(Stored items)
◇ ◇ ◇ ◇ ◇ ◇ ◇
PR #1284, opened 2022-07-11
runtest.py: Fix traceback print

yamt:


tests/wamr-test-suites/spec-test-script/all.py
```diff
@@ -155,7 +155,7 @@ def test_case(
         CMD,
         bufsize=1,
         stdout=subprocess.PIPE,
-        stderr=subprocess.PIPE,
+        stderr=subprocess.DEVNULL,
```
lum1n0us, line 158: if so, we won't receive error information, and it may limit our choice.

yamt: do you mean it's better to keep the unused stderr plumbing?

tests/wamr-test-suites/spec-test-script/runtest.py
```diff
@@ -1274,7 +1274,7 @@ def test_assert_with_exception(form, wast_tempfile, wasm_tempfile, aot_tempfile,
             else:
                 raise Exception("unrecognized form '%s...'" % form[0:40])
     except Exception as e:
-        traceback.print_exc()
+        traceback.print_exc(file=sys.stdout)
```
loganek, line 1277: hi @yamt , could you clarify what is the benefit of this change? Whereas I understand what it does, it's not quite clear why do we want to change it?

wenyongh:
Close this PR since it hasn't been updated for a long time, and the changes seem unneeded.

PR #1305, opened 2022-07-19
Refine memory load/store opcode translation

wenyongh:
Merge two JIT IRs:
  ADD maddr, memory_data, offset1
  LOAD/STORE value, maddr, 0
into one JIT IR:
  LOAD/STORE value, memory_data, offset1


lum1n0us:
LGTM

PR #1306, opened 2022-07-19
Refine fast-jit load func pointers

wenyongh:
Copy fast jit function pointers array from wasm module into wasm
module instance, and load fast jit func pointer from module instance
instead wasm module, so as to reduce one load operation when callbc.


lum1n0us:
LGTM

PR #1308, opened 2022-07-19
Add import subtyping validation

lum1n0us:
according to [import_subtyping_validation](https://webassembly.github.io/spec/core/valid/types.html#import-subtyping),
wasm-c-api needs to check types when linking.

### DIFF
--- a/core/iwasm/common/wasm_c_api.c
+++ b/core/iwasm/common/wasm_c_api.c
@@ -669,6 +669,48 @@ wasm_functype_results(const wasm_functype_t *func_type)
     return func_type->results;
 }
 
+static bool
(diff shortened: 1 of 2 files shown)


core/iwasm/common/wasm_c_api.c
```diff
@@ -3812,6 +3854,11 @@ interp_link_func(const wasm_instance_t *inst, const WASMModule *module_interp,
     imported_func_interp = module_interp->import_functions + func_idx_rt;
     bh_assert(imported_func_interp);
 
+    /* type comparision */
```
wenyongh, line 3857: Should be `comparison`

Issue #537, opened 2021-02-21
Passing NULL from WASM to Native


Paril:
I ran into this issue in the project I'm working on, where at times a native function with a pointer signature like `(*)` may be given NULL. On the native side, however, this value is offset by the WASM heap address (it's the same value as `wasm_runtime_addr_app_to_native(module_inst, 0)`. Is this an oversight or something I'm unaware of? Is it ever possible for this value to come in as a non-NULL value? Should WAMR just treat 0 in pointer sigs as 0 instead of translating them?

wenyongh:
Hi, do you mean that the wasm app passes argument NULL pointer to native API, and the NULL pointer is converted to 0 by the WASM toolchain, so the native API gets 0 as offset to linear memory, and in WAMR, if the native API's argument signature is configured with `*` as pointer, function `wasm_runtime_addr_app_to_native` converts it into the native address of linear memory's begin address, but not NULL?

Yes, we might treat 0 as NULL to return in function wasm_runtime_addr_app_to_native, but it might not be a common case, for C it might be OK to convert 0 to NULL, but for other languages, e.g. Rust/AssemblyScript, it might be invalid. The WASM spec defines that the linear memory address range is 0 to linear_mem_size - 1, so 0 is also a valid address, we had better treat it as normal address when converting it to native address. If you want to treat it as NULL, could you please convert the native pointer into app address and then check whether the app address is 0 instead? e.g.:
```C
foo(wasm_exec_env_t exec_env, void *ptr)
{
    wasm_module_inst_t module_inst = get_module_inst(exec_env);
    uint32 offset = addr_native_to_app(ptr);
    if (offset == 0) // treat as NULL pointer
       report error;
    ...
}
```
This should be OK for wasi-sdk toolchain as the linear memory's offset 0-7 are reserved as in the wasm generated, the first offset of init data is 8.

Paril:
Gotcha, the last sentence was what I was interested in (whether 0 was indeed suitable for a "null" offset) since I wasn't sure if it was legal for legitimate memory to live at that address.

I don't recall this being noted in the docs, so it might be worth noting that if you use * that NULL won't expand to zero. I ran into the gotcha real quick in my case and worked around it with the fix you describe!

PR #1319, opened 2022-07-21
Implement wasi_addr_resolve function

### LINKED ISSUE #1336: Extend support for sockets in WASI
## Motivation
We'd like to be able to build TCP and UDP clients that fully run on WebAssembly runtime. We'd like to be able to build clients like HTTP or low-latency UDP-based protocols (e.g. RTP). The current implementation covers a lot of functionality we need, but there are gaps that  block some of our scenarios.

## High-level approach
We identified two approaches for addressing gaps in the implementation
1. Continue the development of lib-sockets in WAMR and expose POSIX-like (slightly simplified though) WASI syscalls for missing functionality.
2. Implement a current version of the [proposal](https://github.com/WebAssembly/wasi-sockets) (https://github.com/WebAssembly/wasi-sockets). The proposal is still in development phase, and there’s a risk it will significantly change - if that’s the case, we’ll end up with a significant amount of throw-away work.

Because of uncertainty of the proposal, we recommend following approach 1. We will however monitor the state of the proposal. We will also consider implementing the proposal as experiment in WAMR and provide feedback to the proposal champion; however, that is not our priority right now.

### Features/API changes
We'd like to extend WAMR to support the following features:

### IPv6 support
Current implementation supports IPv4 only. even though the data structures that we have in WAMR are already designed to handle IPv6, it's not been implemented in any of the function (e.g. `socket_open`, `socket_connect` or `socket_bind`).
There's no API change required for that, but the internal implementation needs to be able to handle IPv6

### ns-lookup
WAMR already has a placeholder called `addr_resolve`, but there's no implementation for that. As part of this we'll provide implementation for the placeholder.

**Security considerations**
WebAssembly code runs in sandboxed environment, and we need to make sure that any interaction with external service needs to be explicitly enabled by the user. We'll start simple by adding `--allow-ns-lookup`. However, we'll consider more fine-grained control later on as described in the [current socket proposal](https://github.com/WebAssembly/wasi-sockets/blob/main/GrantingAccess.md)

**API**
We expect the API to slightly change to accommodate for additional features and reuse existing data structures instead of using raw buffers.
```
typedef struct __wasi_addr_info_t {
    __wasi_addr_t addr;
    __wasi_sock_type_t type;
} __wasi_addr_info_t;

typedef struct __wasi_addr_info_hints_t {
    __wasi_sock_type_t type;
    __wasi_address_family_t family;
    // this is to workaround lack of optional parameters
    uint8_t hints_enabled;
} __wasi_addr_info_hints_t;

__wasi_errno_t
__wasi_sock_addr_resolve(const char *host, const char *service,
                                             __wasi_addr_info_hints_t *hints,
                                             __wasi_addr_info_t *addr_info,
                                             __wasi_size_t addr_info_size,
                                             __wasi_size_t *max_info_size)
```

### Socket options
In POSIX there's a pair of `getsockopt` and `setsockopt` functions for reading and setting the configuration. We considered providing a 1:1 mapping to the options, however, I don't think we want to expose all of the options through the API. Also 1:1 mapping makes the API very difficult to use, as depending on the option, the type of value might differ, so that makes the API more error-prone. There's at least few of them that I think is worth exposing (for example, `SO_RCVTIMEO`/`SO_SNDTIMEO`). We'll provide a set of set_/get_ methods to access the properties (please note there are already placeholders in WAMR for that, e.g. `set/get_recv_buf_size`).
  
### UDP gaps
Whereas it's currently possible to build a UDP client/server application using `connect` method, we think there's a value of providing send-to/recv-from functionality for ad-hoc communication with different endpoints. Please note the implementation of send-to/recv-from can be re-used in send/recv methods by passing NULL as a destination.

**API**
```
__wasi_errno_t __wasi_sock_send_to(
    __wasi_fd_t fd,
    const __wasi_ciovec_t *si_data,
    size_t si_data_len,
    __wasi_siflags_t si_flags,
    const __wasi_addr_t *destination,
    __wasi_size_t *retptr0
);

__wasi_errno_t __wasi_sock_recv_from(
    __wasi_fd_t fd,
    const __wasi_iovec_t *ri_data,
    size_t ri_data_len,
    __wasi_riflags_t ri_flags,
    __wasi_addr_t *source,
    __wasi_size_t *retptr0
);
```

### MVP milestone
We define Minimum Viable Product (MVP) as a solution that implements all the functionality mentioned above for POSIX platform (for other platforms, the features can be left unsupported, and return appropriate error code when called). We update documentation and perform necessary tests to make sure the existing functionality was not impacted, and new functionality works as expected. We also update a library (socket-lib) so the functionality can be easily accessed from C programs. We implement simple security rules (`--allow-ns-lookup`) which will be extended in the future.

We expect MVP milestone to be at the quality bar to merge it to main branch and expose to users.

### Post-MVP milestone
For Post-MVP milestone we add the same functionality for other supported platforms (Windows, POSIX-SGX). We implement more granular security rules.

loganek:
Implement wasi_addr_resolve function
    
I also slightly modified the interface to make it more accessible for the
end-user:
 * replaced port argument with the service - so the user can actually get the port for a given service if unknown
 * introduced __wasi_addr_info_t and used it as a buffer for addresses, instead of generic buffer
 * introduced __wasi_addr_info_hints_t so users can enable filtering on the syscall level (and therefore use smaller buffers for addresses)
 * added max_size parameter for the API as an output - in case the number of addresses is bigger than the buffer size, user can repeat the call with bigger buffer

This change is very minimalistic, and it doesn't include the following:
 1. implementation of getaddrinfo in the lib-socket
 2. sample application
 
The 1. and 2. will be added in the following change (I did want to keep the change as small as possible for easier review. 3. can be implemented if needed, but I'm not really sure if that is required at all

Fixes #1336

### DIFF
--- a/core/iwasm/libraries/lib-socket/inc/wasi_socket_ext.h
+++ b/core/iwasm/libraries/lib-socket/inc/wasi_socket_ext.h
@@ -59,6 +59,18 @@ typedef struct __wasi_addr_t {
 
 typedef enum { INET4 = 0, INET6 } __wasi_address_family_t;
 
+typedef struct __wasi_addr_info_t {
+    __wasi_addr_t addr;
+    __wasi_sock_type_t type;
+} __wasi_addr_info_t;
+
+typedef struct __wasi_addr_info_hints_t {
+    __wasi_sock_type_t type;
+    __wasi_address_family_t family;
+    // this is to workaround lack of optional parameters
+    uint8_t hints_enabled;
+} __wasi_addr_info_hints_t;
+
 #ifdef __wasi__
 /**
  * Reimplement below POSIX APIs with __wasi_sock_XXX functions.
@@ -149,30 +161,37 @@ __wasi_sock_addr_remote(__wasi_fd_t fd, uint8_t *buf, __wasi_size_t buf_len)
 }
 
 /**
- * Resolves a hostname and a port to one or more IP addresses. Port is optional
- * and you can pass 0 (zero) in most cases, it is used a hint for protocol.
+ * Resolve a hostname and a service to one or more IP addresses. Service is
+ * optional and you can pass empty string in most cases, it is used as a hint
+ * for protocol.
  *
  * Note: This is similar to `getaddrinfo` in POSIX
  *
  * When successful, the contents of the output buffer consist of a sequence of
- * IPv4 and/or IPv6 addresses. Each address entry consists of a addr_t object.
+ * IPv4 and/or IPv6 addresses. Each address entry consists of a wasi_addr_t
+ * object.
  *
- * This function fills the output buffer as much as possible, potentially
- * truncating the last address entry. It is advisable that the buffer is
+ * This function fills the output buffer as much as possible, truncating the
+ * entries that didn't fit into the buffer. A number of available addresses
+ * will be returned through the last parameter.
  */
 int32_t
-__imported_wasi_snapshot_preview1_addr_resolve(int32_t arg0, int32_t arg1,
-                                               int32_t arg2, int32_t arg3,
-                                               int32_t arg4)
+__imported_wasi_snapshot_preview1_sock_addr_resolve(int32_t arg0, int32_t arg1,
+                                                    int32_t arg2, int32_t arg3,
+                                                    int32_t arg4, int32_t arg5)
     __attribute__((__import_module__("wasi_snapshot_preview1"),
-                   __import_name__("addr_resolve")));
+                   __import_name__("sock_addr_resolve")));
 
 static inline __wasi_errno_t
-__wasi_addr_resolve(__wasi_fd_t fd, const char *host, __wasi_ip_port_t port,
-                    uint8_t *buf, __wasi_size_t size)
+__wasi_sock_addr_resolve(const char *host, const char *service,
+                         __wasi_addr_info_hints_t *hints,
+                         __wasi_addr_info_t *addr_info,
+                         __wasi_size_t addr_info_size,
+                         __wasi_size_t *max_info_size)
 {
-    return (__wasi_errno_t)__imported_wasi_snapshot_preview1_addr_resolve(
-        (int32_t)fd, (int32_t)host, (int32_t)port, (int32_t)buf, (int32_t)size);
+    return (__wasi_errno_t)__imported_wasi_snapshot_preview1_sock_addr_resolve(
+        (int32_t)host, (int32_t)service, (int32_t)hints, (int32_t)addr_info,
+        (int32_t)addr_info_size, (int32_t)max_info_size);
 }
 
 /**
--- a/core/iwasm/libraries/libc-wasi/libc_wasi_wrapper.c
+++ b/core/iwasm/libraries/libc-wasi/libc_wasi_wrapper.c
@@ -1041,10 +1041,23 @@ wasi_sock_addr_remote(wasm_exec_env_t exec_env, wasi_fd_t fd, uint8 *buf,
 }
 
 static wasi_errno_t
-wasi_sock_addr_resolve(wasm_exec_env_t exec_env, wasi_fd_t fd, const char *host,
-                       wasi_ip_port_t port, uint8 *buf, wasi_size_t size)
+wasi_sock_addr_resolve(wasm_exec_env_t exec_env, const char *host,
+                       const char *service, __wasi_addr_info_hints_t *hints,
+                       __wasi_addr_info_t *addr_info,
+                       __wasi_size_t addr_info_size,
+                       __wasi_size_t *max_info_size)
 {
-    return __WASI_ENOSYS;
+    wasm_module_inst_t module_inst = get_module_inst(exec_env);
+    wasi_ctx_t wasi_ctx = get_wasi_ctx(module_inst);
+    struct fd_table *curfds = NULL;
+
+    if (!wasi_ctx)
+        return __WASI_EACCES;
+
+    curfds = wasi_ctx_get_curfds(module_inst, wasi_ctx);
+
+    return wasi_ssp_sock_addr_resolve(curfds, host, service, hints, addr_info,
+                                      addr_info_size, max_info_size);
 }
 
 static wasi_errno_t
@@ -1390,7 +1403,7 @@ static NativeSymbol native_symbols_libc_wasi[] = {
     REG_NATIVE_FUNC(sock_accept, "(i*)i"),
     REG_NATIVE_FUNC(sock_addr_local, "(i*i)i"),
     REG_NATIVE_FUNC(sock_addr_remote, "(i*i)i"),
-    REG_NATIVE_FUNC(sock_addr_resolve, "(i*i*i)i"),
+    REG_NATIVE_FUNC(sock_addr_resolve, "($$**i*)i"),
     REG_NATIVE_FUNC(sock_bind, "(i*)i"),
     REG_NATIVE_FUNC(sock_close, "(i)i"),
     REG_NATIVE_FUNC(sock_connect, "(i*)i"),
--- a/core/iwasm/libraries/libc-wasi/sandboxed-system-primitives/include/wasmtime_ssp.h
+++ b/core/iwasm/libraries/libc-wasi/sandboxed-system-primitives/include/wasmtime_ssp.h
@@ -598,6 +598,18 @@ typedef struct __wasi_addr_t {
 
 typedef enum { INET4 = 0, INET6 } __wasi_address_family_t;
 
+typedef struct __wasi_addr_info_t {
+    __wasi_addr_t addr;
+    __wasi_sock_type_t type;
+} __wasi_addr_info_t;
+
+typedef struct __wasi_addr_info_hints_t {
+   __wasi_sock_type_t type;
+   __wasi_address_family_t family;
+   // this is to workaround lack of optional parameters
+   uint8_t hints_enabled;
+} __wasi_addr_info_hints_t;
+
 #if defined(WASMTIME_SSP_WASI_API)
 #define WASMTIME_SSP_SYSCALL_NAME(name) \
     asm("__wasi_" #name)
@@ -1021,6 +1033,16 @@ wasi_ssp_sock_bind(
     struct fd_table *curfds, struct addr_pool *addr_pool,
 #endif
     __wasi_fd_t fd, __wasi_addr_t *addr
+) __attribute__((__warn_unused_result__));
+
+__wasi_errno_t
PR #1379, opened 2022-08-12
Remove some unused codes

wenyongh:
Remove some unused fields in module instance and the related codes so as
to reduce the footprint, which are introduced by emsdk non-standalone
mode (e.g. -DSIDE_MODULE=1) and are not required now.


lum1n0us:
LGTM

Issue #1371, opened 2022-08-10
Missing bounds check in code generated by AOT


lei-april:
The following wasm module:
```
(module
  (func (result i32)
    (i32.load (i32.const 0))
  )
  (memory 0)
)
```

when compiled by `wamrc` (version f3f8d684b319de3f7cb0895f4b7be88e796ec4a5) with option `--bounds-checks=1`, produces the following machine code:
```
0000000000000000 <aot_func#0>:
   0:	48 8b 47 10          	mov    0x10(%rdi),%rax
   4:	48 8b 80 58 01 00 00 	mov    0x158(%rax),%rax
   b:	8b 00                	mov    (%rax),%eax
   d:	c3                   	retq
```

Apparently, there lacks bounds check in the generated code. If `iwasm` is built with hardware bound check disabled, running this wasm module would probably crash.

penzn:
Wasm memory index starts with 0, this should be valid code. Try passing another `i32` and using it instead of `i32.const 0`, this should generate a bounds check in case passed value is too big.

lei-april:
> Wasm memory index starts with 0, this should be valid code. Try adding `i32` parameter to the function and using it instead of `i32.const 0`, this should generate a bounds check in case passed value is too big.

Yes, using a non-const address would make `wamrc` generate bounds check. But that doesn't mean bounds check is not needed for const addresses.

penzn:
Check for 0 addresses can probably be elided as always within bounds, right @wenyongh?

wenyongh:
> Check for 0 addresses can probably be elided as always within bounds, right @wenyongh?

Yes, if the page count is not 0. In fact, if the const address and its byte count to access are in the range of the initial page, we can ignore the check, as the linear memory cannot shrink -- it can only keep unchanged or grow by opcode memory.grow. For example, if the initial page count is 1 and the bytes of each page is 65536, then the initial linear memory size must be at least 65536, the const address for i32.load/store can be 0 to 65532, no need to add check for them.

@lei-april Thanks for reporting the issue! It should only occur when the initial page count is 0 and there is no memory.grow opcode, we will fix it soon.

penzn:
Sorry, I misread `memory 0` as memory # 0 that spec talks about sometimes.

wenyongh:
Close this issue as it was fixed.

Issue #1289, opened 2022-07-12
Fail to set the max memory with c-api ?


Zhangyx24:
## Steps to reproduce
I tried to execute the test.wat:
[test.txt](https://github.com/bytecodealliance/wasm-micro-runtime/files/9091706/test.txt) both in command line and c-api. 

#### (1)command line
`iwasm test.wat`

#### (2)c-api
The c file is 
[test-in-c.txt](https://github.com/bytecodealliance/wasm-micro-runtime/files/9091728/test-in-c.txt)
**Interpreter mode :** `cd build; cmake .. ; make; ./test`
**AOT mode :** `cd build; cmake -DWAMR_BUILD_INTERP=0 -DWAMR_BUILD_AOT=1 ..; make; ./test`

## Expected result
Allow the memory of 65536, and don't print error.

#### (2)c-api in **interpreter** mode **failed** and print:
![截屏2022-07-12 下午5 55 41](https://user-images.githubusercontent.com/28601300/178464082-8686fbc2-5a8a-4f3a-a414-2f65b24804e5.png)
**c-api in AOT mode succeed**.

Both macOS and ubuntu got the same result.

lum1n0us:
nice catching! will fix it soon.

Zhangyx24:
Thanks a lot !  Waiting for your fix.

lum1n0us:
After a long discussion, we are going to *keep different* results of interpreter and AOT when setting the memory minimum page count with 65536(4GB) in current phase.

The mainly reason on it is that interpreter and AOT are using different design to manage the linear memory boundary. And we are planing to unite both. And when it's done, both mode shall have same responses to 65536.

So, there will be no fix for the failure of meeting `(memory 65536)` in interpreter.

Zhangyx24:
Do you mean that after unite both, interpreter and AOT will response same to 65536?
Will they both allow 65536 or don't?

lum1n0us:
After uniting both, both interpreter and AOT will allow 65536 pages in the future. But not in the subsequent few releases.

lum1n0us:
https://github.com/bytecodealliance/wasm-micro-runtime/issues/1301

Zhangyx24:
Thanks for your answer!

PR #1380, opened 2022-08-12
Fix linear memory page count issues

wenyongh:
Fix issue reported in #1289 and #1371.
Enable to set the max page count to 65536.


core/iwasm/aot/aot_runtime.c
```diff
@@ -2062,94 +2070,103 @@ aot_enlarge_memory(AOTModuleInstance *module_inst, uint32 inc_page_count)
...
+        total_size_new = UINT32_MAX;
     }
 
 #if WASM_ENABLE_SHARED_MEMORY != 0
-    if (memory_inst->is_shared) {
-        /* For shared memory, we have reserved the maximum spaces during
-            instantiate, only change the cur_page_count here */
-        memory_inst->cur_page_count = total_page_count;
+    if (memory->is_shared) {
+        memory->num_bytes_per_page = UINT32_MAX;
```
lum1n0us, line 2083: If the code didn't go in the block between L2075 and L2078, do we still have to change `num_bytes_per_page`?

core/iwasm/interpreter/wasm_runtime.c
```diff
@@ -208,7 +208,7 @@ memory_instantiate(WASMModuleInstance *module_inst, uint32 num_bytes_per_page,
         num_bytes_per_page += heap_size;
         if (num_bytes_per_page < heap_size) {
             set_error_buf(error_buf, error_buf_size,
-                          "memory size must be at most 65536 pages (4GiB)");
+                          "failed to insert app heap into linear memory");
```
lum1n0us, line 211: shall we append something like "maybe use --heap_size=0 and try again"?

lum1n0us (commented):
a little comments

core/iwasm/aot/aot_runtime.c
wenyongh: No, only when the memory data size is out of range, or, it reaches 4GB (65536 pages * 65536 bytes_each_page), we need to resize it. As the type of aot_inst->memory_data_size is uint32, and its range is 0 to 4GB-1, and we had better keep the AOT ABI unchanged.

core/iwasm/interpreter/wasm_runtime.c
wenyongh: OK, let's add more prompt.

lum1n0us:
LGTM

PR #1382, opened 2022-08-12
reserve one pointer size for fast-interp compiled_code_size

xujuntwt95329:


core/iwasm/interpreter/wasm_loader.c
```diff
@@ -6630,7 +6644,7 @@ wasm_loader_prepare_bytecode(WASMModule *module, WASMFunction *func,
         }
         p = func->code;
         func->code_compiled = loader_ctx->p_code_compiled;
-        func->code_compiled_size = loader_ctx->code_compiled_size;
+        func->code_compiled_size = loader_ctx->code_compiled_peak_size;
```
wenyongh, line 6647: func->code_compiled_size is used by wasm_runtime wasm_get_func_code_end() function, which might impact the `frame_ip_end` in wasm_interp_fast.c and the interpreter's behavior? Shall we need to change it here?

xujuntwt95329: Yes, I modified it back, but the shortcoming is the memory profiler may not be so accurate

wenyongh: OK, no need to be so accurate for memory profiler, this almost doesn't occur except few few case.

PR #1386, opened 2022-08-15
nuttx: Provide a default WASM_STACK_GUARD_SIZE

yamt:
Unbreak builds with a bit older nuttx/apps for now.

Note: The default value here (0) was chosen to match the new default
in nuttx/apps, which is different from the old value used before
the introduction of WASM_STACK_GUARD_SIZE. (1024)


no1wudi:
`WASM_STACK_GUARD_SIZE` is a simple rename of `RESERVED_BYTES_TO_NATIVE_STACK_BOUNDARY` which is also not defined by NuttX, so I think it's OK to keep its origin behavior (use default 1024 for safety).

Is there any build break on older version of NuttX ?

yamt:
> `WASM_STACK_GUARD_SIZE` is a simple rename of `RESERVED_BYTES_TO_NATIVE_STACK_BOUNDARY` which is also not defined by NuttX, so I think it's OK to keep its origin behavior (use default 1024 for safety).

i prefer to be consistent with the value used by new version:
https://github.com/apache/incubator-nuttx-apps/blob/a3ccf59204c0716be18b1d2d43ad417ce5fd1c06/interpreters/wamr/Kconfig#L84-L89

> Is there any build break on older version of NuttX ?

yes. something like the following.
```
wamr/core/iwasm/common/wasm_exec_env.c:195:43: error: use of undeclared identifier 'CONFIG_INTERPRETERS_WAMR_STACK_GUARD_SIZE'
```

no1wudi (approved):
◇ ◇ ◇ ◇ ◇ ◇ ◇
## [Problem]
Reproduce every line from the preceding data in which the word "rename" can be found.

## [Output for this task]
`WASM_STACK_GUARD_SIZE` is a simple rename of `RESERVED_BYTES_TO_NATIVE_STACK_BOUNDARY` which is also not defined by NuttX, so I think it's OK to keep its origin behavior (use default 1024 for safety).
> `WASM_STACK_GUARD_SIZE` is a simple rename of `RESERVED_BYTES_TO_NATIVE_STACK_BOUNDARY` which is also not defined by NuttX, so I think it's OK to keep its origin behavior (use default 1024 for safety).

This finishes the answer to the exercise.